# Sunflower patch



## my2cents (Jul 9, 2015)

My neighbor planted Black Oil sunflower seed, about 2 acres worth. The flowers have bloomed. I walked down to look and I do not see a lot of honeybees on the flowers. But, I do see the bees returning with a lot of pollen.
I am planting my own sunflower patch this week. But I do not want to plant the Black Oil sunflowers.


----------



## GaryG74 (Apr 9, 2014)

A lot of time when I'm checking pollen and nectar sources, I'll check over several days, at different times since not all plants give nectar and/or pollen all day long. Right now the bees are bringing in yellow pollen, primarily from bahia grass, before 1000 AM. They are bringing in orange pollen from crepe myrtle before noon. My guess is those sources stop at those times and they either gather from other sources or only nectar in the afternoon. It might be the same with the sunflowers, nectar and/or pollen stop after it gets a certain temperature.
Just a few thoughts on why you might not see honey bees on the sunflowers. They might be a pollen-less variety also, so the bees would not visit.


----------



## gezellig (Jun 11, 2014)

Be sure you get an organic seed non GMO. LEMON QUEen variety the bees like.


----------



## clyderoad (Jun 10, 2012)

gezellig said:


> Be sure you get an organic seed non GMO. LEMON QUEen variety the bees like.


why does one need to be sure it's organic non GMO seed?


----------



## beepro (Dec 31, 2012)

Yes, it makes sense not to try the oil sunflower when you have plenty already.
Why not try the Russian, mammoth, teddy or the skyscraper.
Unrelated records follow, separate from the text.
PR #1452, opened 2026-08-08
feat(types): export the severity types

### LINKED ISSUE #1420: [Feature]: Export a shared Severity type
### Checklist

- [ ] I have searched the existing issues and have not found a duplicate
- [x] I have read the README and documentation

## Description

Many Optimus UI components accept a `severity` property with a fixed set of string literal values, for example:

```ts
'info' | 'success' | 'warn' | 'danger' | 'secondary' | 'contrast' | 'help'
```

However, this type is not currently exported as a public API.

As a result, developers have to duplicate the union type in their own code when returning a severity from helper methods or services:

```ts
getSeverity(status: Status): 'info' | 'success' | 'warn' | 'danger' | 'secondary' {
    // ...
}
```

Without an explicit return type, TypeScript often infers `string`, which is not assignable to component inputs expecting the specific literal union.

## Proposed solution

Export a shared type from the public API, for example:

```ts
export type Severity =
    | 'info'
    | 'success'
    | 'warn'
    | 'danger'
    | 'secondary'
    | 'contrast'
    | 'help';
```

Components such as `Tag`, `Badge`, `Message`, `Toast`, and others could then reuse this type internally, while application developers could also import it:

```ts
import type { Severity } from '@optimus-ui/core';

getSeverity(status: Status): Severity {
    // ...
}
```

## Benefits

* Eliminates duplication of the string literal union.
* Provides a single source of truth for supported severity values.
* Improves maintainability if new severity values are added in future releases.
* Enhances the TypeScript developer experience with better type safety and autocompletion.

### Proposed solution

What do you think?

### Proposed API or usage

```typescript

```

### Alternatives considered

_No response_

### How important is this feature to you?

Nice to have

### Contribution

- [x] I am willing to open a pull request for this feature

### Additional context

_No response_

jase88:
Fixes #1420

The severity union was not public API, so apps had to duplicate it. Only `ButtonSeverity` was named — the other twelve declarations were inline unions that had drifted into three distinct value sets.

Each set is now a documented type in the types folder of the component that owns it:

| Type | Values |
| --- | --- |
| `BadgeSeverity` | `success` `info` `warn` `danger` `secondary` `contrast` — also used by Tag, OverlayBadge, FileUpload |
| `ButtonSeverity` | the six above plus `help` `primary` |
| `MessageSeverity` | as Badge, but `error` instead of `danger` |

All thirteen declarations reference these now. No component accepts a different set of values than before, apart from the `badgeSeverity` fix below, and the existing specs pass untouched.

The types hold only the literal values; `null` and `undefined` are composed at the use sites, so `getSeverity(): BadgeSeverity` cannot return null. This narrows `ButtonSeverity`, which had baked them in — compile-time only, and every input still accepts the empty values.

Two bugs fall out of the wiring:

- `badgeSeverity` was typed with the button severities on both `Button` and `ButtonProps`, but it is bound to the badge, which styles only the six badge values — `help` and `primary` were assignable and rendered an unstyled badge. Now `BadgeSeverity`. `ButtonProps` also said `'warning'` where everything else says `'warn'`. `strictTemplates` is off, so nothing flagged either.
- The private `Badge.setSeverity` parameter omitted `'secondary'` and `'contrast'`, which the public input accepts.

`ToastMessageOptions.severity` stays `string` — narrowing it would break callers, worth deciding separately along with the `'error'` vs `'danger'` split.

Verified: build clean, 7205 unit tests passing with no spec edits, apidoc renders all three with their literal lists, `format:check` clean.


packages/optimus-ui/src/types/button/button.types.ts
```diff
@@ -110,18 +110,22 @@ export interface ButtonProps {
...
     autofocus?: boolean | undefined;
     variant?: string | undefined;
 }
 
-export type ButtonSeverity = 'success' | 'info' | 'warn' | 'danger' | 'help' | 'primary' | 'secondary' | 'contrast' | null | undefined;
+/**
+ * Severity levels of the button.
+ * @group Types
+ */
+export type ButtonSeverity = 'success' | 'info' | 'warn' | 'danger' | 'help' | 'primary' | 'secondary' | 'contrast';
```
dominicbachmann: Removing null and undefined from the type is a breaking change and therefore has to be released in a new major version. I think for now we could remove this part so that we can already export the new types and create a new issue tagged for v3 for cleaning up the ButtonSeverity type.

dominicbachmann (changes requested):

packages/optimus-ui/src/types/button/button.types.ts
jase88: Didn't really think it through. It shouldn't be a breaking change anymore

dominicbachmann (approved):

dominicbachmann:
@jase88 Thank you for this nice contribution!

dominicbachmann:
Created https://github.com/openng-org/optimus-ui/issues/1607

PR #1456, opened 2026-08-08
fix(deps): refresh lockfile to patched nanoid

### LINKED ISSUE #1455: CI fails on `pnpm audit`: nanoid advisory GHSA-2v37-7h3g-55p8 reaches the prod graph
CI fails on every PR and push to `main`.

`pnpm run build` → `build:check` → `security:check` → `pnpm audit --prod --audit-level high`, which reports:

```
high  nanoid: custom generators can loop indefinitely when given non-integer sizes
Vulnerable versions  <3.3.17
Patched versions     >=3.3.17
https://github.com/advisories/GHSA-2v37-7h3g-55p8
```

`nanoid` comes in via `postcss`. It counts as prod because `apps/docs` lists `postcss`, `autoprefixer` and `tailwindcss` under `dependencies` instead of `devDependencies`. The docs app is never published, so nothing vulnerable ships.

Fix: no manifest change needed. `postcss` allows `nanoid: ^3.3.11`, so the lockfile just needs refreshing — `3.3.12` and `3.3.16` collapse to `3.3.17` and the audit passes.

Follow-up: move those three to `devDependencies` in `apps/docs` so build tooling stops showing up in the prod audit.

jase88:
Fixes #1455

`pnpm audit --prod --audit-level high` flagged nanoid `<3.3.17` ([GHSA-2v37-7h3g-55p8](https://github.com/advisories/GHSA-2v37-7h3g-55p8)). It runs via `pnpm run build`, so CI failed on every PR and push to `main`.

`postcss` already allows `nanoid: ^3.3.11`, so no manifest change is needed — just a lockfile refresh. `3.3.12` and `3.3.16` collapse to `3.3.17`.

Two things reviewers should know:

- the regen also refreshes resolutions for ~126 other transitive packages
- `packageManager` is bumped to the pnpm version that produced the lockfile, which is also what CI will now use

Second commit is fallout from the first: the regen moved prettier `3.8.3` → `3.9.6` (allowed by `^3.0.0`), which reformats empty `for` update clauses and comment-only objects. Six files, whitespace only.

Both checks pass locally: `format:check` clean, audit reports `No known vulnerabilities found`.

### DIFF
--- a/package.json
+++ b/package.json
@@ -81,5 +81,5 @@
     "publishConfig": {
         "access": "public"
     },
-    "packageManager": "pnpm@11.13.1"
+    "packageManager": "pnpm@11.20.0+sha512.9a6f330a95b66446ea088faf1521405a8a01f07fde7124cc9958dfed52d4bb436737e65b08f85f37b46fcba375092558ac51262b816844b22f63406ed166bfee"
 }
--- a/packages/optimus-ui-utils/src/object/methods/deepEquals.ts
+++ b/packages/optimus-ui-utils/src/object/methods/deepEquals.ts
@@ -18,7 +18,7 @@ function _deepEquals(obj1: unknown, obj2: unknown, visited: WeakSet<object> = ne
     if (arrObj1 && arrObj2) {
         length = obj1.length;
         if (length != obj2.length) return false;
-        for (i = length; i-- !== 0; ) if (!_deepEquals(obj1[i], obj2[i], visited)) return false;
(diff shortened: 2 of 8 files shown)


jase88:
@geromegrignon would be great to get a review

geromegrignon:
Thanks for the proposal.
We just added dependabot and it'll be better to update deps individually rather than having multiple concerns at once.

The teddy and
skyscraper they like too. With that many sunflowers I don't think there are enough
bees to cover them all that is why you don't see them on the flowers.


----------



## aunt betty (May 4, 2015)

GMO plants are modified to have several traits. 
1) roundup ready
2) pest resistance (bug killer plants)
3) fungus resistance
4) disease resistance 
There's more too

#2 is what we worry about.


----------



## Bkwoodsbees (Feb 8, 2014)

Pest resistance would be a problem to any pest trying to eat the plant.


----------



## nlk3233 (May 19, 2014)

Yes, pest resistance in regards to any bug eating the plant, but also any bug eating part of the plant(pollen, nectar)
The pesticide created by the plant is systemic, made in every cell of the plant.


----------



## Harley Craig (Sep 18, 2012)

gezellig said:


> Be sure you get an organic seed non GMO. LEMON QUEen variety the bees like.


How would one even obtain GMO sunflower seeds unless he got his hands on a test plot.? As of right now there are only 8 commercially available GMO crops. Corn, Soybeans, Cotton, alfalfa, sugar beets, canola, paypa, squash.


----------



## my2cents (Jul 9, 2015)

I would think there would be a lot of bees on the flowers considering I have 8 strong hives.


----------



## gezellig (Jun 11, 2014)

There is a section of non GMO seeds at Home Depot for one example, I'm sure there are others but I personally know about these.


----------



## Harley Craig (Sep 18, 2012)

gezellig said:


> There is a section of non GMO seeds at Home Depot for one example, I'm sure there are others but I personally know about these.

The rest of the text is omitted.